PR #15, opened 2020-11-26
Windows compatibility for tests

asqui:
* Skip test_connect_timeout() on Windows for the time being as
  Connection.connect() hangs for some reason. This skip can probably
  go away once connection timeouts are implemented.
* test_multiprocess_close(): Turn LocalPath instance back into a str
  before putting it back into env["PYTHONPATH"] to avoid failure in:
  _winapi.CreateProcess(): TypeError: environment can only contain str

### DIFF
--- a/tests/test_concurrency.py
+++ b/tests/test_concurrency.py
@@ -94,7 +94,7 @@ t.join()
     with (tmpdir / "mptest.py").open("w") as f:
         f.write(module)
     env = dict(os.environ)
= = = = = = =
**PROBLEM REQUIREMENTS**: When you answer, repeat each entry exactly as it appears above.

**EXERCISE SOLUTION**:
PR #15, opened 2020-11-26
Windows compatibility for tests

asqui:
* Skip test_connect_timeout() on Windows for the time being as
  Connection.connect() hangs for some reason. This skip can probably
  go away once connection timeouts are implemented.
* test_multiprocess_close(): Turn LocalPath instance back into a str
  before putting it back into env["PYTHONPATH"] to avoid failure in:
  _winapi.CreateProcess(): TypeError: environment can only contain str

### DIFF
--- a/tests/test_concurrency.py
+++ b/tests/test_concurrency.py
@@ -94,7 +94,7 @@ t.join()
     with (tmpdir / "mptest.py").open("w") as f:
         f.write(module)
     env = dict(os.environ)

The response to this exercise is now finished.